Description of the task
Look at each line below and count those with the word "import"; the answer is that number only.

----

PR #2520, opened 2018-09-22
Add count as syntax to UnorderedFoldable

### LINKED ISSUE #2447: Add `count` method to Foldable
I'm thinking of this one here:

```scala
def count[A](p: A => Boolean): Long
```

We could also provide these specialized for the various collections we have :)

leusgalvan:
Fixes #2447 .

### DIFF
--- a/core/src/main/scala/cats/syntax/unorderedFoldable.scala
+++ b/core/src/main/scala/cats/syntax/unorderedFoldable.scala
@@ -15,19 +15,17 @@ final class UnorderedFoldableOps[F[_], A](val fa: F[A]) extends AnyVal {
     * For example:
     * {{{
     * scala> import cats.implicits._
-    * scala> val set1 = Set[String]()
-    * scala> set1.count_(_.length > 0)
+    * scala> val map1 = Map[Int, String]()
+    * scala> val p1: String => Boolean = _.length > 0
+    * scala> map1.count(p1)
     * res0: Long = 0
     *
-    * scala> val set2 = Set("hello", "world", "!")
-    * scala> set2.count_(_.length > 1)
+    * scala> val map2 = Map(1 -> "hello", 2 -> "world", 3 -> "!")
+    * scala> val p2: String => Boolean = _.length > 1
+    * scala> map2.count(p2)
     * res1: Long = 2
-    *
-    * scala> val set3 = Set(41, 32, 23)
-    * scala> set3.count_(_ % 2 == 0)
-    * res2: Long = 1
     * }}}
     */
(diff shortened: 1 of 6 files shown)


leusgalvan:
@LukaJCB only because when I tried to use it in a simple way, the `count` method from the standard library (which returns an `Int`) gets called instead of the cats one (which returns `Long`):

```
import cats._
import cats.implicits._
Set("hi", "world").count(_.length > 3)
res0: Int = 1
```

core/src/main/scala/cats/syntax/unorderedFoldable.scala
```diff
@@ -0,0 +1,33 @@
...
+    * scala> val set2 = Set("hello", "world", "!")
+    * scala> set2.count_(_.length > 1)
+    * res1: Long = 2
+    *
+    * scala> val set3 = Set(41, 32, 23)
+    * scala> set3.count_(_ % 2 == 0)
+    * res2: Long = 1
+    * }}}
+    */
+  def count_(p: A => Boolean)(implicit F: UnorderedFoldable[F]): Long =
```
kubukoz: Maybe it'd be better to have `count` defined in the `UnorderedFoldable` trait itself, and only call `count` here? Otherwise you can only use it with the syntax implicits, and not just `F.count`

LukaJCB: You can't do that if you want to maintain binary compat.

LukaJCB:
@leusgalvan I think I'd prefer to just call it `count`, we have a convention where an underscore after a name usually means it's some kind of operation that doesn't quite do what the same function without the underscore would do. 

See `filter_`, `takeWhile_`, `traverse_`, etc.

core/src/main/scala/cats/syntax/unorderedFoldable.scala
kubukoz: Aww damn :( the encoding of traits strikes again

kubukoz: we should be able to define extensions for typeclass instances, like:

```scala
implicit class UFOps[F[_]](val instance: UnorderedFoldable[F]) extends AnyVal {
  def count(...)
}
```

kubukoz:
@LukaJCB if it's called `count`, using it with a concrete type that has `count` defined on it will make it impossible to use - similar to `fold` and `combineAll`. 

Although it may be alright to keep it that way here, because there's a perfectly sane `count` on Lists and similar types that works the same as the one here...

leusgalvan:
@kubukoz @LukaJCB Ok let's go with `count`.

----

Answer section
3